»»
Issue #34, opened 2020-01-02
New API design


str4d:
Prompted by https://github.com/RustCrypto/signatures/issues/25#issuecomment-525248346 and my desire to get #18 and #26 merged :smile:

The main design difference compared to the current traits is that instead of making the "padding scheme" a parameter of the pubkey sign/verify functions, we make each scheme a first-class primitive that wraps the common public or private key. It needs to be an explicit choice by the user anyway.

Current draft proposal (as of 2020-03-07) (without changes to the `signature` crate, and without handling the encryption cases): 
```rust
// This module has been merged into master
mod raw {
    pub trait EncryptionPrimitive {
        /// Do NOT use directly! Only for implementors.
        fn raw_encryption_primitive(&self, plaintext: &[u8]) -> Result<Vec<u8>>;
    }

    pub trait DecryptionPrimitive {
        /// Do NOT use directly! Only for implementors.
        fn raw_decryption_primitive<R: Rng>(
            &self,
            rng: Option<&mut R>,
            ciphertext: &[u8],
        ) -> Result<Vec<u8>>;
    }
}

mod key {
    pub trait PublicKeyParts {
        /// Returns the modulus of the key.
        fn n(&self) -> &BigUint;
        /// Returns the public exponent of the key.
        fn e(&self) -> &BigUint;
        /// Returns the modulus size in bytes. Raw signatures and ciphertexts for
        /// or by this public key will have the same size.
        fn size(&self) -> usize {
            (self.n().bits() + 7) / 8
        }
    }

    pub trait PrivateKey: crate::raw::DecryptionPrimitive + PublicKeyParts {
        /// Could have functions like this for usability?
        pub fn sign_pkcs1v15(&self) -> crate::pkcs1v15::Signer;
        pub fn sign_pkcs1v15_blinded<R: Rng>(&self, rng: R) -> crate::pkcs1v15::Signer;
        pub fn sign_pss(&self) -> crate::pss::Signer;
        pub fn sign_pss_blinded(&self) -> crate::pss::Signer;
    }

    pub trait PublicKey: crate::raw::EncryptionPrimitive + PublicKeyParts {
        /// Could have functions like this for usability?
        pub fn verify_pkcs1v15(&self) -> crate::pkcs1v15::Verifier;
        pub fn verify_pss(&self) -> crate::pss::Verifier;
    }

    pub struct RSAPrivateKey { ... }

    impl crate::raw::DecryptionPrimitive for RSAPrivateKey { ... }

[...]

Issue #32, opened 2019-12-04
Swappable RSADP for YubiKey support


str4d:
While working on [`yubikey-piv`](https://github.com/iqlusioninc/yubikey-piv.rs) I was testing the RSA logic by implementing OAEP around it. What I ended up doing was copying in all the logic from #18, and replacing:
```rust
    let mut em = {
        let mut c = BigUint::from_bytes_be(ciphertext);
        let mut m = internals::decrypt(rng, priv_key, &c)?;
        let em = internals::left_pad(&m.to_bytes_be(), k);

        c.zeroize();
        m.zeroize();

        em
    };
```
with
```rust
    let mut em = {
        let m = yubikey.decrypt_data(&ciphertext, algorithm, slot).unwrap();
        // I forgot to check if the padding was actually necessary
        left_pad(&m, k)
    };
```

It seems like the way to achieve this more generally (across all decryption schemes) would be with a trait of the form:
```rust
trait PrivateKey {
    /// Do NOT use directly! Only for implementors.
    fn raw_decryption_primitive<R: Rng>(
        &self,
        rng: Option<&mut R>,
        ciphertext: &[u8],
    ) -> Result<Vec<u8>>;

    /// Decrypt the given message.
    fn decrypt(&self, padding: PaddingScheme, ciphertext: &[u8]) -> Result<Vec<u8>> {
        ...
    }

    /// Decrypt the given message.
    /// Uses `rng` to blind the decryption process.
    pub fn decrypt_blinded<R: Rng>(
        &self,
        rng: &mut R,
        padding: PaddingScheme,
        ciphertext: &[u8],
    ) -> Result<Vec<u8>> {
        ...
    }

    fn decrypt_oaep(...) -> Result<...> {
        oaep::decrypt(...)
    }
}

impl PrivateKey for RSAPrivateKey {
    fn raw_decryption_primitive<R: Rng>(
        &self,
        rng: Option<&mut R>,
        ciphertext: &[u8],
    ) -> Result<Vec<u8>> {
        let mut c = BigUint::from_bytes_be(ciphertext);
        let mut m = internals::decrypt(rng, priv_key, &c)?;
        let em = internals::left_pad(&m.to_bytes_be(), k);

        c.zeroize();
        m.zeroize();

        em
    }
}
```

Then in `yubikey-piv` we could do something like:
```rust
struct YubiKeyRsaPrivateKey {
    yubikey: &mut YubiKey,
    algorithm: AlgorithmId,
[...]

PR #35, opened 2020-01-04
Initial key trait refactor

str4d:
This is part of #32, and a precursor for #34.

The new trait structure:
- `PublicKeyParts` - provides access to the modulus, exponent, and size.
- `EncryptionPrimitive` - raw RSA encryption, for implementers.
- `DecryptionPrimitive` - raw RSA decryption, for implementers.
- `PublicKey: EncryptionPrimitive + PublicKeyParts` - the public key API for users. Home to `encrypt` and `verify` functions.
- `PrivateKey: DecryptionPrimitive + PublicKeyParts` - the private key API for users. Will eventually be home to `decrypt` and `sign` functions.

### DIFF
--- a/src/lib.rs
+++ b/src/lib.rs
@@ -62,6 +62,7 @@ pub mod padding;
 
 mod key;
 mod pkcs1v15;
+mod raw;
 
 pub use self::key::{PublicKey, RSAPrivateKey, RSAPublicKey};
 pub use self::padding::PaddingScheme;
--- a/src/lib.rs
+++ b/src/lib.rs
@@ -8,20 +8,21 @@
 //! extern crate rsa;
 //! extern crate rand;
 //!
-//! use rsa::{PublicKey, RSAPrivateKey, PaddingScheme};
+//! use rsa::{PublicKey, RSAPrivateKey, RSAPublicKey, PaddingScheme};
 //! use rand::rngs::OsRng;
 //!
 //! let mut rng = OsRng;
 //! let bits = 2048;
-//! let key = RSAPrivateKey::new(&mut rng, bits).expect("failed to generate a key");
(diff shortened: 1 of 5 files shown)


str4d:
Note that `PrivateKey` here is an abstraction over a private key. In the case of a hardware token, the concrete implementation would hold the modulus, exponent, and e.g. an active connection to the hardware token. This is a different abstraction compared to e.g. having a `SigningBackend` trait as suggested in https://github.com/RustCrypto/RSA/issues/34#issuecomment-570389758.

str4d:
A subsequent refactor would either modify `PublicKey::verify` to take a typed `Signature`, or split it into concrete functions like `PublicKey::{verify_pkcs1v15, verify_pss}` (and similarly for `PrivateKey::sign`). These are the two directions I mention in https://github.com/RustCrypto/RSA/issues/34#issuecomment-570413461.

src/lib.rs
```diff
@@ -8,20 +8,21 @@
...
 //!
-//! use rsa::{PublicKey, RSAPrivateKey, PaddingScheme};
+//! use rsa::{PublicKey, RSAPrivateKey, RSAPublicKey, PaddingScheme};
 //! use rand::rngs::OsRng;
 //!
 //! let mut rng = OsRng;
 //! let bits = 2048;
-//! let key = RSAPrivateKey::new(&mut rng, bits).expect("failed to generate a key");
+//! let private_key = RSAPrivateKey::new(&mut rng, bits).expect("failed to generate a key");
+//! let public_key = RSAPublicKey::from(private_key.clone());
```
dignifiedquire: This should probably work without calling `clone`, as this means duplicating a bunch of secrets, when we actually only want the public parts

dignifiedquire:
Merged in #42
««
»»
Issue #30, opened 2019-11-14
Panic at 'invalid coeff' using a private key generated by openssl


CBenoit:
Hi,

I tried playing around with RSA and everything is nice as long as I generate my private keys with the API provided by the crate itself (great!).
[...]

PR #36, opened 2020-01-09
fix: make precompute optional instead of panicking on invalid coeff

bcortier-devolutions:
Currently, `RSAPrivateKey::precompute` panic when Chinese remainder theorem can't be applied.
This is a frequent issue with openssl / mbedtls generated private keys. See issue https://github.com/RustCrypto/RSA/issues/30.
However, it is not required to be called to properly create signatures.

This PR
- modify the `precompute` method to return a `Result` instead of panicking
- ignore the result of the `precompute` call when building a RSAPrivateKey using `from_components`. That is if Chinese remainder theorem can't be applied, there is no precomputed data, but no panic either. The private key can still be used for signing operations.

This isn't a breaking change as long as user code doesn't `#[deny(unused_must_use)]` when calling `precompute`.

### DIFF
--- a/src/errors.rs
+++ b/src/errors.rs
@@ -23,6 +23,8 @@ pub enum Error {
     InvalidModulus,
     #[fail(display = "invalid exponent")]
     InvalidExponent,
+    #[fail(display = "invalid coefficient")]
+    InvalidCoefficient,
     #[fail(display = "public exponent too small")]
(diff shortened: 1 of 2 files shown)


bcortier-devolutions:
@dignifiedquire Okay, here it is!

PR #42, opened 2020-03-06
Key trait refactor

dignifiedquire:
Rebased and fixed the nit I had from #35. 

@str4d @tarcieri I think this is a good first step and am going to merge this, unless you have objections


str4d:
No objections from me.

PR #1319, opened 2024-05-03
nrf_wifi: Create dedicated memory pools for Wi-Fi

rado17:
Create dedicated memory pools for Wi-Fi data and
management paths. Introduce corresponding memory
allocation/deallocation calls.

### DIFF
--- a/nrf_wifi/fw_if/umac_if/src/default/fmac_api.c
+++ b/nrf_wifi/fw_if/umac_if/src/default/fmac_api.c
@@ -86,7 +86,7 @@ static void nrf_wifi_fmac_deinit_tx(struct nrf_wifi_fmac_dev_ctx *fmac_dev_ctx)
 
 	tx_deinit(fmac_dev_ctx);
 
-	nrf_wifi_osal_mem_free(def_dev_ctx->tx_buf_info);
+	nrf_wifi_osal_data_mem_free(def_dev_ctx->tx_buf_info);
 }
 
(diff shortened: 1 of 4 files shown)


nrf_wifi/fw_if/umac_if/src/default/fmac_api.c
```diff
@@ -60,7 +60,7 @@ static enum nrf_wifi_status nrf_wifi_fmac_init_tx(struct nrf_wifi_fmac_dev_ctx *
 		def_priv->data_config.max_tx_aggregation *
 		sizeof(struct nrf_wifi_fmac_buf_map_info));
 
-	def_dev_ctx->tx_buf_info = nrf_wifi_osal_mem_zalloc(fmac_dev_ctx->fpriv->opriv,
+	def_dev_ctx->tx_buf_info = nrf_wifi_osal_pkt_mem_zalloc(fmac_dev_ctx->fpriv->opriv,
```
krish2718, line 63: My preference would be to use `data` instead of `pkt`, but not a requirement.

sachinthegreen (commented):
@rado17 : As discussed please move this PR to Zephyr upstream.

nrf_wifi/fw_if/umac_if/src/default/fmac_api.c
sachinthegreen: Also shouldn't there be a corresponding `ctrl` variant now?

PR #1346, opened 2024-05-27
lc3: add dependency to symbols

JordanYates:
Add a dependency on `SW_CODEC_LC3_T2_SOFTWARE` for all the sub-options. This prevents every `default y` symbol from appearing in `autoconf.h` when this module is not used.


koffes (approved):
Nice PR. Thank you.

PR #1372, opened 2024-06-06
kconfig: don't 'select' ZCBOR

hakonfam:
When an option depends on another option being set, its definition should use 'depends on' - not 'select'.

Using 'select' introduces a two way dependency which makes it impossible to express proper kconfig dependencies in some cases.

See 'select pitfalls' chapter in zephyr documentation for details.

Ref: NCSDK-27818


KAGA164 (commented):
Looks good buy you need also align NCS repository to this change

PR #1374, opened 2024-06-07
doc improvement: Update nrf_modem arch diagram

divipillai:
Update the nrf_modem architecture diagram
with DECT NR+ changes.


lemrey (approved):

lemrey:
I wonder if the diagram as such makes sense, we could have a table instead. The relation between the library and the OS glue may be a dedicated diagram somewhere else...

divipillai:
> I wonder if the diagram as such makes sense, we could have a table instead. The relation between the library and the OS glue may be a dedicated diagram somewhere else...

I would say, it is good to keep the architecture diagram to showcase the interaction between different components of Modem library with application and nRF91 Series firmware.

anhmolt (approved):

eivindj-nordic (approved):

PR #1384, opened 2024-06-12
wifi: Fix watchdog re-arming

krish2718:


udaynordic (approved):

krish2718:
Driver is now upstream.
««
What you give back should be only the lines of the records above, starting at the line with "Issue #34, opened 2020-01-02" and ending at the line with "and my desire", restated word for word.

**Task solution**
Issue #34, opened 2020-01-02
New API design


str4d:
Prompted by https://github.com/RustCrypto/signatures/issues/25#issuecomment-525248346 and my desire to get #18 and #26 merged :smile:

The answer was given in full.